Stored items:

PR #3799, opened 2023-11-07
feat: optimize resize-osdrive to improve node provisioning time

thecloudtaylor:
**What type of PR is this?**
/kind feature

Resize-OSDrive can be slow due to Get-PartitionSupportedSize, replacing that call with diskpart

Fixes #

**Requirements**:
  
- [ ] includes documentation
- [ ] adds unit tests

While inspecting node provision time – Resize-OSDrive was taking over 2min in some cases, the Windows Storage team informed us that Get-PartitionSupportedSize can be a slow call as it not only gets the maximum size but also the minimum size which requires a call into defrag. This change replaces that call and uses diskpart for the resize operation.

Unit tested against 2019 and 2022, generation 1 and generation 2, across 7 sku sizes. Specific unit test used a CSE script of just the old/new resize function against the 30GB (smalldisk) OS version. All versions/sku's passed. I did not test integrated with the AKS CSE scripts (not sure how to do that). This unit test only observes small improvements due to the nature of the base image but proves the core functionality is stable.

### Required action
Which lines of the entries above contain the string "time"? Copy each one.

### Exercise output
feat: optimize resize-osdrive to improve node provisioning time
While inspecting node provision time – Resize-OSDrive was taking over 2min in some cases, the Windows Storage team informed us that Get-PartitionSupportedSize can be a slow call as it not only gets the maximum size but also the minimum size which requires a call into defrag. This change replaces that call and uses diskpart for the resize operation.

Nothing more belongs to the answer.